Model is singularity-free

Satisfies stability conditions

Aligns with observed stellar parameters

Abstract

Dark energy is one of the potential strategies for preventing compact objects from gravitationally collapsing into singularities. Because it is the cause of the accelerated expansion of our universe, it has the greatest impact on the cosmos. Thus, it is plausible that dark energy will interact with any stellar object that is compact in the universe [\textit{Phys. Rev. D} \textbf{103}, 084042 (2021)]. Our main goal in this work is to create a simplified model, in the Rastall gravitational framework, of a charged strange star coupled to anisotropic dark energy in Krori-Barua spacetime [\textit{J. Phys. A, Math. Gen.} \textbf{8}:508, 1975]. Here, we consider a specific strange star object, Her X-1, with observed values of mass $=(0.85 \pm 0.15)M_{\odot}$ and radius $= 8.1_{-0.41}^{+0.41}$ km., so that we can develop our model.

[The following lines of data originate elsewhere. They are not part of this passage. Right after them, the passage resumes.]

PR #4531, opened 2024-07-10
Add 'Super Admin' mode

martha:

## Description

GH issue: https://github.com/open-path/Green-River/issues/6218
Frontend PR: https://github.com/greenriver/hmis-frontend/pull/840

This PR
- Adds a new super-admin permission, `can_administrate_config`. I'm open to updating this name -- I decided not to literally use the phrase `super_admin` because it might be confusing to existing admins, but I'd be open to updating the language to just use it if we think it'd be clearer.
- checks for this permission on queries and mutations relating to forms, when the form role in question isn't in the list of non-admin roles (right now this is just SERVICE and CUSTOM_ASSESSMENT).
- adds spec tests.

I still have some todos and questions that I'll mark inline.

## Type of change
- [ ] Bug fix
- [ ] Dependency update


drivers/hmis/app/graphql/types/hmis_schema/query_type.rb
```diff
@@ -407,25 +411,31 @@ def external_form_definition(identifier:)
...
       scope = Hmis::Form::Definition.non_static.valid.latest_versions
+      scope = scope.with_role(Hmis::Form::Definition::NON_ADMIN_FORM_ROLES) unless current_user.can_administrate_config?
       scope = scope.apply_filters(filters) if filters
       scope.order(updated_at: :desc)
     end
 
     form_rules_field
     def form_rules(**args)
-      raise 'Access denied' unless current_user.can_configure_data_collection?
+      access_denied! unless current_user.can_configure_data_collection?
```
martha, line 429: I still need to update this to filter out non-admin form roles if the current user lacks `can_administrate_config` permission. It should be intersected with the `form_type` filter argument if it's passed.

drivers/hmis/app/graphql/types/hmis_schema/query_type.rb
```diff
@@ -436,7 +446,15 @@ def form_rules(**args)
...
       raise 'not allowed' unless current_user.can_configure_data_collection?
 
-      Hmis::Form::Instance.find_by(id: id)
+      instance = Hmis::Form::Instance.find_by(id: id)
+      ensure_form_role_permission(instance.definition.role)
+
+      instance
+    end
+
+    field :non_admin_form_role, Forms::Enums::NonAdminFormRole, null: false
```
martha: I'd like to get rid of this. It's here because unless the type `Forms::Enums::NonAdminFormRole` is used somewhere in the api, it won't be part of the code gen process that makes it available in `HmisEnums` in the frontend, to be used in the dropdown when creating/editing a form. Is there a better way to convince the graphql codegen step that this should be part of the api?

drivers/hmis/app/graphql/types/hmis_schema/query_type.rb
martha: Ok, I've taken a stab at this, which I think is possibly not ideal because it's duplicating logic in the [FormInstanceFilter](https://github.com/greenriver/hmis-warehouse/blob/4c4a9e76d153de126451670502e2db9b30a60b10/drivers/hmis/app/models/hmis/filter/form_instance_filter.rb#L22-L28). This is not just bad because of the duplicated logic, but also because of the double query for form definition identifiers if the user passes in additional form roles to filter by.

However, the code is potentially clearer this way, and to be honest, I wasn't easily able to figure out how to overwrite the filters object with additional filters to pass (maybe using a [preprocessing step](https://graphql-ruby.org/fields/arguments.html#preprocessing) it would be possible?)

drivers/hmis/app/graphql/concerns/config_tool_permission_helper.rb
```diff
@@ -0,0 +1,16 @@
+#  Copyright 2016 - 2024 Green River Data Analysis, LLC
+#
+#  License detail: https://github.com/greenriver/hmis-warehouse/blob/production/LICENSE.md
+#
+
+module ConfigToolPermissionHelper
+  extend ActiveSupport::Concern
+
+  def ensure_form_role_permission(role)
```
gigxz: So typically with something like this we would put the check as a special method on the on the `User` model. For example:

```
// true if user has can_manage_forms and this role is allowed, or if user has can_administrate_config
access_denied! unless user.can_manage_form_role?(role)
```

Can you try a refactor for that approach? It does mean that in some cases we need to look up the definition _before_ doing the permission check (so we can find the role) but I think it will be easier to reason about the mutation logic, if the permission check is just encapsulated in one method call.

drivers/hmis/app/graphql/mutations/create_form_definition.rb
```diff
@@ -6,12 +6,16 @@
...
+
     argument :input, Types::Admin::FormDefinitionInput, required: true
 
     field :form_definition, Types::Forms::FormDefinition, null: true
 
     def resolve(input:)
-      raise 'not allowed' unless current_user.can_manage_forms?
+      access_denied! unless current_user.can_manage_forms?
+
+      ensure_form_role_permission(input.role) if input.role # (if form_role isn't provided, will hit 'Definition invalid' below)
```
gigxz: Hmm so since this mutation uses a static form with a custom mutation, it doesn't have the built-in validation that we get when using SubmitForm (which validates the response against the fields that are `required` in the form definition. This is probably pointing to a larger issue, and perhaps when we move to RHF we could have this required-ness validation enforced by the frontend. However, for now, lets return user-facing messages:
```
      errors = HmisErrors::Errors.new
      errors.add(:role, :required) if input.role.blank?
      errors.add(:title, :required) if input.title.blank?
      errors.add(:identifier, :required) if input.identifier.blank?

      # do permission check on input.role
```

drivers/hmis/lib/form_data/static/form_definition.json
```diff
@@ -7,9 +7,9 @@
       "mapping": {
         "field_name": "role"
       },
-      "_comment": "FIXME this dropdown should be restrictied to form types that can be created/managed through the UI. Maybe start small initially.",
-      "pick_list_reference": "FormRole",
-      "required": true
+      "pick_list_reference": "NonAdminFormRole",
```
gigxz: What happens when a "super admin" tries to create a new form? They should see the full list of roles. I think we'll need to use a backend picklist for that.

drivers/hmis/app/graphql/mutations/create_form_definition.rb
```diff
@@ -23,6 +27,9 @@ def resolve(input:)
         **attrs,
       )
 
+      # Raise if the definition model is not valid (invalid role/status/identifier; not expected)
+      raise "Definition invalid: #{definition.errors.full_messages}" unless definition.valid?
```
gigxz, line 35: we can keep this in addition to the above suggestion

drivers/hmis/app/graphql/mutations/create_next_draft_form_definition.rb
```diff
@@ -22,10 +24,15 @@ def resolve(identifier:)
...
-      return { form_identifier: existing_drafts.first } unless existing_drafts.empty?
+
+      unless existing_drafts.empty?
+        ensure_form_role_permission(existing_drafts.first.role)
+        return { form_identifier: existing_drafts.first }
+      end
 
       # Re-fetch the most recent version (could be published or retired) to get the full form definition
       last = Hmis::Form::Definition.find(definitions.max_by(&:version).id)
+      ensure_form_role_permission(last.role)
```
gigxz: It is a little confusing that this check happens in two places. Related to my other suggestion about moving the check to the user, we can just check the permissions one time against `definitions.first.role`

drivers/hmis/app/graphql/mutations/update_form_definition.rb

In this context, we began by modeling dark energy using the equation of state (EoS), in which the dark energy density is proportional to the isotropic perfect fluid matter-energy density. The Darmois-Israel condition has been used to calculate the unknown constants that are present in the metric. We perform a detailed analysis of the model's physical properties, including the mass-radius relation, pressure, density, metric function, and dark energy parameters, by varying the Rastall coupling parameter. We also examine the stability and force equilibrium of our proposed stellar configuration. Following a comprehensive theoretical analysis, we discovered that our suggested model is both singularity-free and meets all stability requirements needed to be a stable, physically reasonable stellar model.